■ Exercise description:
Lines with the word "ProposerDetails" in them must be copied from the records below.

------------------------------------------------------------------------

PR #429, opened 2023-06-12
feat: Add vit-ss compatible fund query | NPG-6690

Mr-Leshiy:
# Description

Added a vit-ss backward compatible `fund` query. This query retriewes an information about the current fund with the following query logic:
- `select ... from event where  event.end_time > CURRENT_TIMESTAMP and event.start_time < CURRENT_TIMESTAMP order by event.row_id desc limit 1`. So we are acutlly looking to the currently running fund, and for the case when we will have multiple running events at the same time, we will return info only about one with the highest id.


cong-or (dismissed):
lgtm

src/event-db/src/types/vit_ss/vote_plan.rs
```diff
@@ -0,0 +1,59 @@
+use crate::types::utils::serialize_datetime_as_rfc3339;
```
stevenj, line 1: Are you using the views defined in `V9__vitss_compatibility.sql`??

stevenj (commented):
See comments

src/event-db/src/types/vit_ss/vote_plan.rs
Mr-Leshiy: No, I have not relied on `V9__vitss_compatibility.sql`, I have added brand new queries. Of course they are mostly the same what we can see inside `V9__vitss_compatibility.sql`, but it is a separate queries.

stevenj (approved):
LGTM

PR #438, opened 2023-06-20
feat: Add script to extract F9 voteplans and generate SQL statements | NPG-6851

FelipeRosa:


minikin:
@FelipeRosa @saibatizoku @stevenj Shouldn't we add ci checks for Python?

stevenj (approved):
LGTM

PR #447, opened 2023-06-23
chore: Adjust voting node service to work with the merged snapshot config | NPG-6874

FelipeRosa:
I also changed the version in the importer's pyproject.toml.


stevenj (approved):
LGTM

PR #449, opened 2023-06-27
feat: Added cat-data-service-client | NPG-6476

nicopado:


stevenj:
Is all this code (or the majority) autogenerated?

stevenj:
> Yes it is all autogenerated from the openapi spec with https://openapi-generator.tech/docs/generators/rust/ I did a couple of manual correction to it, nothing major

In general its not a good idea to put autogenerated code/data into git, because it will/should change every time we update the ap[I yaml file.

It would be better if this was just the scripting to run the generator,  and then .gitignore files for the resulting generated data.
So that it can be re-generated on-damand,  not a potentially out of date version being pulled from git.

nicopado:
> > Yes it is all autogenerated from the openapi spec with https://openapi-generator.tech/docs/generators/rust/ I did a couple of manual correction to it, nothing major
> 
> In general its not a good idea to put autogenerated code/data into git, because it will/should change every time we update the ap[I yaml file.
> 
> It would be better if this was just the scripting to run the generator, and then .gitignore files for the resulting generated data. So that it can be re-generated on-damand, not a potentially out of date version being pulled from git.

I absolutely agree on that, in general.
In the specific case tho it might be a little bit more work intensive to fully automate it as there also are some manual changes to do to the autogen code in order to make it work. Nothing that can't be automated with scripting of course, but I think that this chunk of automation can be delayed so that we can proceed with the testing quicker and leave this automation for the future.
If you think it's best to automate it right now I can delay the tests in favour of this, your call :)

minikin:
@nicopado 
> there also are some manual changes to do to the autogen code in order to make it work

What exactly do we need to change in autogenerated code? That sounds like we probably doing something wrong.

minikin:
@nicopado should we close this one?

PR #455, opened 2023-07-03
refactor: Move serde definiton from event-db to cat-data-service (Part 1) | NPG-7002

Mr-Leshiy:
# Description

Moving serde implementation of the types which are cunsumed by the cat-data-service directly into the cat-data-service from event-db. 
It makes cat-data-service independent from the event-db of how represent the data while we are returning it in responses.


stevenj (approved):
LGTM

PR #457, opened 2023-07-04
refactor: Move serde definiton from event-db to cat-data-service (Part 2) | NPG-7002

Mr-Leshiy:
Moving serde implementation of the types which are cunsumed by the cat-data-service directly into the cat-data-service from event-db.
It makes cat-data-service independent from the event-db of how represent the data while we are returning it in responses.


src/cat-data-service/src/types/proposal.rs
```diff
@@ -0,0 +1,281 @@
...
+        SerdeType(&self.0).serialize(serializer)
+    }
+}
+
+impl Serialize for SerdeType<&ProposerDetails> {
+    fn serialize<S>(&self, serializer: S) -> Result<S::Ok, S::Error>
+    where
+        S: Serializer,
+    {
+        let mut serializer = serializer.serialize_struct("ProposerDetails", 4)?;
```
minikin, line 65: Do we have any options not to use dynamic dispatch? We know the shape of the data in compilation time, right?

src/cat-data-service/src/types/proposal.rs
```diff
@@ -0,0 +1,281 @@
...
+    }
+
+    #[test]
+    fn proposer_details_json_test() {
+        let proposer_details = SerdeType(ProposerDetails {
+            name: "proposer name".to_string(),
+            email: "proposer email".to_string(),
+            url: "proposer url".to_string(),
+            payment_key: "proposer payment key".to_string(),
+        });
```
minikin, line 186: White spaces scare me. Does this data come from CSV (importer) or something?

minikin (commented):
I left two comments, thanks!

src/cat-data-service/src/types/proposal.rs
Mr-Leshiy: Not sure that it is possible, because it is the only way how to define serializations for structs.
Also if deeply take a look under the `derive(Serialize)` implementation of serde we will the same approach
https://github.com/serde-rs/serde/blob/992a01bad2c65c2920296cdb0d6708bdd78eae4c/serde_derive/src/ser.rs#L350C1-L351C1

Mr-Leshiy: Or what do you mean here ?

minikin: Discussed offline.

minikin (approved):

PR #485, opened 2023-07-25
feat: allow skipping insertion of historical/test data in migrations …

jmgilman:
Currently, this is being controlled when the container is built. If a specific flag is passed, the data will either be present or absent when the container is built, thus causing the for loop to execute or not. This isn't really ideal, since we prefer to have the container ship with everything and then configure what gets inserted at runtime. 

I've added environment variables to control this at runtime. I have not modified the Earthfile to change the previous logic because I'm not sure if it's actively being used anywhere.


stevenj (approved):
LGTM

PR #490, opened 2023-07-27
feat: Audit tooling | NPG-6520

cong-or:
More granular docs will follow in another PR.

Keep in my mind, code from _recover.rs_ has been **salvaged** from other parts of the code base...


stevenj (approved):
LGTM

minikin:
@cong-or 

```sh
error: failed to compile `cargo-make v0.36.12`, intermediate artifacts can be found at `/tmp/cargo-installsZuhxD`

Caused by:
  package `time v0.3.24` cannot be built because it requires rustc 1.67.0 or newer, while the currently active rustc version is 1.65.0
  Try re-running cargo install with `--locked`
Error: Process completed with exit code 101.
```

Should we consider updating to the latest stable `1.71.0` ?

PR #491, opened 2023-07-28
feat: Update catalyst-toolbox `proposal-score` command | NPG-7776

Mr-Leshiy:
# Description

Modified `proposal-score` cli command, so now it is not inserted proposal's scores directly into the database.
It inserts data into the provided `proposals.json` file.
This update will simplify deployment process so the flow would the following:
1. Run ideascale importer to get `proposals.json` file
2. Take `reviews.csv` file with all reviews
3. Run catalyst-toolbox `proposal-score` command and provide `reviews.csv` as an input, `proposals.json` as an input and as an output of the updated proposals with the added scores data


src/catalyst-toolbox/catalyst-toolbox/src/proposal_score/store.rs
```diff
@@ -1,75 +1,97 @@
-use super::{AligmentScore, AuditabilityScore, FeasibilityScore, ProposalId};
-use rusqlite::Connection;
-use std::{path::PathBuf, str::FromStr};
+use super::{AligmentScore, AuditabilityScore, FeasibilityScore};
```
minikin, line 1: @Mr-Leshiy typos in `Aligment***` types, should be `Alignment***`

src/catalyst-toolbox/catalyst-toolbox/src/proposal_score/load.rs
```diff
@@ -67,16 +73,57 @@ pub fn load_reviews_from_csv(
     Ok(reviews_per_proposal)
 }
 
+pub fn load_proposals_from_json(
```
minikin, line 76: I was wondering if it would be reasonable to move the parsing proposal ID operation into its own function? 
Moreover, we probably can consider using `map` instead of `loop` if we prepare a functional approach.

```suggestion
pub fn load_proposals_from_json(
    path: &Path,
) -> Result<HashMap<ProposalId, serde_json::Value>, Error> {
    let proposals: Vec<serde_json::Value> = serde_json::from_str(&std::fs::read_to_string(path)?)?;
    let mut res = HashMap::new();
    let res: Result<HashMap<_, _>, _> = proposals
        .into_iter()
        .map(|proposal| Ok((parse_proposal_id(&proposal)?, proposal)))
        .collect();
    Ok(res)
}

fn parse_proposal_id(proposal: &serde_json::Value) -> Result<ProposalId, Error> {
    Ok(ProposalId(
        proposal
            .get("proposal_id")
            .ok_or_else(|| {
                Error::InvalidProposalData("does not have \"proposal_id\" field".to_string())
            })?
            .as_str()
            .ok_or_else(|| {
                Error::InvalidProposalData(
                    "invalid \"proposal_id\" field type, not a string".to_string(),
                )
            })?
            .parse()
            .map_err(|_| {
                Error::InvalidProposalData(
                    "invalid \"proposal_id\" field type, not a string encoded int".to_string(),
                )
            })?,
    ))
}
```

minikin (changes requested):

src/catalyst-toolbox/catalyst-toolbox/src/proposal_score/load.rs
minikin: looks like the formating of the suggestion is off...

minikin: Or maybe we can do something like this:

```rust
pub fn load_proposals_from_json(
    path: &Path,
) -> Result<HashMap<ProposalId, serde_json::Value>, Box<dyn Error>> {
    let file = File::open(path)?;
// Reading the entire file into memory before parsing it can be inefficient, especially for large JSON files. 
// Instead,  we can read the file in chunks using a buffered reader.
    let reader = BufReader::new(file);

    let mut res = HashMap::new();
// Instead of reading the entire JSON file as a string and then parsing it, 
// we can use the `serde_json::Deserializer` to directly parse the file into Rust objects. 
// This avoids the intermediate step of creating a string representation of the JSON data.
    let mut de = serde_json::Deserializer::from_reader(reader).into_iter::<Value>();

    while let Some(proposal) = de.next() {
        let proposal = proposal?;
        let proposal_id = parse_proposal_id(&proposal)?;
        res.insert(proposal_id, proposal);
    }

    Ok(res)
}
```

src/catalyst-toolbox/catalyst-toolbox/src/proposal_score/store.rs
Mr-Leshiy: done

src/catalyst-toolbox/catalyst-toolbox/src/proposal_score/load.rs
Mr-Leshiy: done

minikin (approved):

PR #499, opened 2023-08-01
chore: Correct event-db schema version | NPG-7769

FelipeRosa:
# Description

Change event-db schema version to 9 so it works after the removal of the vit-ss compatibility tables.

## Type of change

- [x] Bug fix (non-breaking change which fixes an issue)


jmgilman (approved):
LGTM.

PR #507, opened 2023-08-10
feat: Remove deprecated fields | NPG-0000

Mr-Leshiy:
# Description

Removed vit-ss deprecated columns from event-db tables


stevenj (dismissed):
Actually,  While I would like to just remove from the base schema,  we need to migrate now.
So this change actually needs to be a V10 migration file which deletes these columns.

stevenj (changes requested):
Don't delete here, add a new migration which drops the columns.

minikin:
@Mr-Leshiy, What do you think we should do about this PR?

PR #38, opened 2026-03-13
n_hidden=256 at 100 epochs: larger model with proper training budget

tcapelle:
## Hypothesis

n_hidden=256 was previously tried at only 30 epochs and came in at surf_p=195 — much worse than the 128-dim model. However, this was a training budget problem: with 4× the parameters, the model needs more time to converge. At 100 epochs (5× the original budget), the wider model should have enough gradient steps to surpass the 128-dim baseline.

Doubling hidden dim quadruples the attention computation and doubles MLP capacity (128 FFN → 512 FFN intermediate). With a 5-layer model and 4 heads, n_hidden=256 uses n_head=8 to keep head_dim=32.

## Instructions

In `train.py`:

1. **Set epoch budget:**
   ```python
   MAX_TIMEOUT = 10.0  # minutes (wider model is ~2x slower per epoch)
   MAX_EPOCHS = 100
   ```

2. **Replace MSE with Huber(delta=0.01)** in training loop (line 131) and validation loop (line 173):
   ```python
   sq_err = F.huber_loss(pred, y_norm, reduction='none', delta=0.01)
   ```

3. **Change `model_config`** to use wider dimensions:
   ```python
   model_config = dict(
       space_dim=2,
       fun_dim=16,
       out_dim=3,
       n_hidden=256,   # doubled from 128
       n_layers=5,
       n_head=8,       # 8 heads × 32 head_dim = 256
       slice_num=64,
       mlp_ratio=2,
       output_fields=["Ux", "Uy", "p"],
       output_dims=[1, 1, 1],
   )
   ```

4. **Run:**
   ```bash
   python train.py \
     --lr 0.006 \
     --surf_weight 25 \
     --batch_size 4 \
     --wandb_group wider-256-100ep \
     --wandb_name alphonse/h256-100ep \
     --agent alphonse
   ```

Expected VRAM: ~7-8 GB (still well within 96 GB limit).

## Baseline

Current best: `edward/lr6e3-sw25-100ep` (n_hidden=128)

| surf_p | surf_Ux | surf_Uy | vol_p | val_loss |
|--------|---------|---------|-------|----------|
| 33.547 | 0.488 | 0.270 | 63.80 | 0.01896 |

Previous n_hidden=256 at 30ep: surf_p=195 (training budget limited — ignore this).

Target: surf_p < 32.0

---

## Results
_To be filled by student_


agata-mlynarczyk:
STUDENT coretta-scott-king:
SENPAI-RESULT: {"terminal":true,"status":"complete","pending_arms":false,"wandb_run_ids":["4eyiumni","72srkxog","f7okscfp"],"weave_call_ids":[],"primary_metric":{"name":"val_wer","value":0.27178,"direction":"lower"},"training_metric":{"name":"val_wer","value":0.27178}}

## Results — Decoder/joint-favoring discriminative LR (k-sweep)

**Outcome: DECISIVE NEGATIVE.** Every two-speed arm (decoder/joint LR > encoder LR) regresses vs both the single-seed reference (0.25579) and the soup baseline (0.25469). No arm comes near the ~0.255 promotion bar, so no external MEX/QAT eval was run (per the promotion ladder: `val_wer` promotes to external eval, and nothing qualified).

### Sweep (rank by best `val_wer`, lower is better)

| Arm | `decoder_lr_mult` | enc lr | dec+joint lr | **best `val_wer`** | epoch | Δ vs ref 0.25579 | run id | ckpt |
|---|---|---|---|---|---|---|---|---|
| reference (uniform) | 1 | 2e-4 | 2e-4 | **0.25579** | — | — | — | — |
| soup baseline | — | — | — | **0.25469** | — | — | — | — |
| **k=2** | 2 | 2e-4 | 4e-4 | **0.27178** | 8 | **+0.0160** | `4eyiumni` | `disc-lr-k2-checkpoint:v8` (best) |
| **k=8** | 8 | 2e-4 | 16e-4 | **0.27619** | 9 | **+0.0204** | `f7okscfp` | `disc-lr-k8-checkpoint:v9` (best) |
| **k=4** | 4 | 2e-4 | 8e-4 | **0.28004** | 9 | **+0.0243** | `72srkxog` | `disc-lr-k4-checkpoint:v9` (best) |

- Best two-speed arm = **k=2, `val_wer` 0.27178**, still **+0.016** over the reference — at/just past the noise floor (1σ=0.00758; gaps below ~0.015 are ties), so a real regression.
- Spread among k arms = 0.27178–0.28004 (**range 0.0083, within 1σ**) → no productive "sweet spot"; the k-ranking itself is a tie. The signal is the *direction*: favoring the decoder/joint with a higher LR than the encoder hurts, for every k tested.

### Implementation verified
- Two param groups by module: group A = `encoder` (+ non-head) at `lr`; group B = `decoder` (prediction net) + `joint` at `decoder_lr_mult × lr`. Each group keeps its own `lr`, so NeMo `CosineAnnealing` anneals each from its own `initial_lr` (confirmed in source: `_get_lr`/`_get_warmup_lr` iterate `self.base_lrs`).
- Per-group `lr-AdamW/encoder` and `lr-AdamW/decoder_joint` logged via `LearningRateMonitor`. **Peak LR ratios verified exactly: k=4 → 4.000, k=8 → 8.000** (encoder peak 2.0e-4 in both).
- Debug run (`t1vckwts`, `--max_steps 20`) confirmed two distinct curves before the full sweep.

### Config diff (vs base recipe)
- `asr/config.py`: `OptimizerConfig` gains `decoder_lr_mult: float = 1.0` (1.0 = uniform, no behavior change to existing recipes).
- `train.py`: `build_disc_lr_param_groups()` + override of `setup_optimizer_param_groups` at the `setup_optimization` call site (only when `decoder_lr_mult != 1.0`); added `LearningRateMonitor(logging_interval="step")`.

### Exact commands
```bash
# k=4 (72srkxog)
python train.py --config_path configs/train_config.yaml \
  --lr 2e-4 --decoder_lr_mult 4 --max_epochs 10 --seed 42 \
  --name "coretta-scott-king/disc-lr-k4" --tags finetune milieu-asr-v2-weekend disc-lr
# k=8 (f7okscfp): --decoder_lr_mult 8 ; k=2 (4eyiumni, prior run): --decoder_lr_mult 2
```
> NOTE (PR doc mismatch, not a code bug): the PR's `--model.optim.lr` / `--trainer.max_steps` / `--wandb.name` style is **not** what the simple_parsing CLI accepts. It flattens to leaf names: `--lr`, `--decoder_lr_mult`, `--max_epochs`, `--max_steps`, `--sched.max_steps`, `--seed`, `--name`, `--tags`. Verified via `python train.py --help`; I used the flat flags.

### Run facts
- Base recipe held fixed: stage2, encoder lr 2e-4, seed 42, 10 epochs, batch 8, AdamW wd 0.001, CosineAnnealing warmup 30, deterministic. Only the optimizer param-grouping changed.
- Runtime: k4 24.1m, k8 24.2m (k2 24.6m) — all under the 30-min ceiling.
- Peak GPU memory: ~91 GiB (≈95% of the 97 GiB RTX PRO 6000); batch 8 fit without OOM (mostly caching-allocator reservation).

### What happened — analysis
- The proven recipe (uniform lr 2e-4) sits at a well-tuned point. The prediction net + joint are small relative to the encoder; giving them a higher LR **over-adapts the token-emission mapping** on a tiny train set (2,990 samples) rather than sharpening domain-vocab discrimination.
- **Overfitting signature**: k=8 `val_loss` bottoms at epoch 6 (~0.567) then *rises* through epochs 7–9 even as `val_wer` keeps drifting — the joint/decoder is memorizing, not generalizing.
- **Slower, not better, convergence**: best epoch shifts later with higher k (k2 @8, k4/k8 @9, still descending) — the aggressive head LR destabilizes early training, and within the fixed 10-epoch budget the arms never claw back to the reference level.
- This **complements the prior encoder result** (freezing / down-weighting the encoder = decisive negative): perturbing the encoder:head LR ratio in *either* direction (encoder-down OR head-up) regresses. The uniform-LR operating point is good and the **optimizer-LR lever looks spent**.

### Caveats
- Single seed (42) per arm; the inter-k differences are within 1σ (treat as tied). The regression vs reference (+0.016 to +0.024) is the robust signal.
- Higher-k arms were still improving at epoch 9 — a longer budget *might* narrow the gap, but the reference already reaches 0.25579 in 10 epochs, so a method that needs more epochs just to match is not a win.

### Suggested follow-ups (not implemented here)
1. **Retire the encoder/head LR-ratio lever** — both directions are now decisive negatives.
2. If decoder/joint domain-vocab discrimination is still the target, prefer mechanisms that don't destabilize global training: a short decoder/joint-only warm-up phase *then* uniform-LR joint training; or keep uniform LR and push the signal through **data** (F1-jargon weighting / token upsampling — overlaps with the assigned jargon-oversample direction).
3. With the decode-side language-prior tier and weight-averaging both spent, the remaining lever is most likely **data**, not optimizer surgery.

### Recommendation: **ABANDON** this hypothesis. Clean negative; do not merge. The implementation (`decoder_lr_mult`, default 1.0 = no-op) is low-risk and can be kept for the record or reverted — it changes nothing unless `decoder_lr_mult != 1.0`.

PR #57, opened 2026-03-13
Two Transolver layers (n_layers=2) with T_max=50

tcapelle:
## Hypothesis

The 1-layer model gets one round of physics attention then immediately produces output. A second layer lets the model refine its slice-based representations: layer 1 finds coarse flow patterns, layer 2 corrects them. Even going from 1 to 2 layers is a major capacity jump for transformers. The per-epoch cost increase should be moderate (~2-3s extra).

Risk: if per-epoch time doubles to ~16s, we only get ~20 epochs, which may negate the benefit.

## Instructions

In `train.py`:

1. Set `MAX_EPOCHS = 50`
3. Change model config: `n_hidden=128`, `n_layers=2`, `n_head=4`, `slice_num=64`, `mlp_ratio=2`
4. Scheduler: `CosineAnnealingLR(optimizer, T_max=MAX_EPOCHS)` — T_max=50
5. Keep MSE loss
6. Use `--wandb_name alphonse/2layers-tmax50` and `--wandb_group architecture`

## Baseline

- vol_p=63.80, best_epoch=97

---
## Results

**W&B run:** `i5neqm9f` (alphonse/2layers-tmax50, group: architecture)

**Training:** 23 epochs completed before 5-minute wall-clock timeout (hit at 5.2 min). Best at epoch 23 (final epoch — still improving at cutoff). ~13s/epoch.

**Peak memory:** 7.1 GB (vs ~4.3 GB for n_layers=1)

| Metric | n_layers=2 (this run) | n_layers=1 PR#49 | Baseline (n_layers=1, Huber) |
|--------|----------------------|-----------------|------------------------------|
| val/loss | 3.1020 | 2.9403 | 0.0190 (different scale) |
| surf_p | 119.4 | 123.4 | 33.55 |
| surf_Ux | 1.47 | 1.52 | 0.4875 |
| surf_Uy | 0.74 | 0.96 | 0.2704 |
| vol_p | 173.3 | 179.2 | 63.80 |
| best_epoch | 23/23 | 33/40 | 97 |
| epoch_time | ~13s | ~8s | ~3s |

**What happened:**

n_layers=2 shows marginal improvement over n_layers=1 (PR#49 run) across all surface metrics — surf_Uy in particular improved from 0.96 to 0.74 (−23%). However, neither run is close to the baseline, largely due to:

1. **Missing Huber loss:** Both experiments use MSE loss; the baseline uses Huber (delta=0.01). The val_loss scale difference (3.1 vs 0.019) is a loss function artifact, but the surface MAE gap (~4x) represents a real deficit.

2. **Timeout effect confirmed as predicted:** The PR hypothesis was correct — epoch time ~doubled (8s → 13s), cutting training from ~40 epochs to ~23. The best epoch was epoch 23 = the last epoch, meaning the model was still actively learning. More capacity helps only if you can actually train it.

3. **Memory**: 7.1 GB vs 4.3 GB for 1 layer — the +65% VRAM increase is acceptable given GPU capacity (96 GB), but not a concern here.

**Directional signal:** 2 layers is meaningfully better than 1 layer per epoch of training (better results in fewer epochs), suggesting higher capacity does help. The hypothesis is sound — but the 5-minute constraint makes the per-epoch cost increase a real problem. Deeper models need either faster training or more time budget to demonstrate their advantage.

**Suggested follow-ups:**
- Establish a fair Huber-loss baseline at n_layers=1 to isolate the architecture effect
- Try n_layers=2 with gradient accumulation (e.g., effective batch=8 but 2 forward passes) to partially compensate for shorter runs
- Check if n_layers=2 is converging faster in early epochs than n_layers=1 (already some evidence: better after 23 epochs than n_layers=1 after 40)


tcapelle:
## Advisor Review — Closing

**Result:** surf_p=119.4 at epoch 23 (~13s/epoch). n_layers=2 is too slow under contention. The student notes 2 layers shows better per-epoch convergence than 1 layer — interesting but untestable in 5 min.

**Takeaway:** 2-layer model needs longer training budget. Shelving until contention resolves.

PR #179, opened 2026-03-14
Validate every 3 epochs for more training time

tcapelle:
## Hypothesis
Validation runs every epoch and takes ~1.2s of the 6.3s per epoch. By validating only every 3 epochs, we save ~0.8s on 2 out of 3 epochs, gaining ~3-4 extra training epochs within the 5-minute budget (~51-52 instead of 48). The model is still converging at ep48, so every extra training epoch matters.

## Instructions
All changes in `train.py`:

1. Add a constant near the top (after MAX_EPOCHS):
   ```python
   VAL_EVERY = 3
   ```

2. Wrap the entire validation section in a conditional. Before `model.eval()` (around line 157), add:
   ```python
   if (epoch + 1) % VAL_EVERY == 0 or epoch == 0:
   ```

------------------------------------------------------------------------

■ Output of the task:
+impl Serialize for SerdeType<&ProposerDetails> {
+        let mut serializer = serializer.serialize_struct("ProposerDetails", 4)?;
+        let proposer_details = SerdeType(ProposerDetails {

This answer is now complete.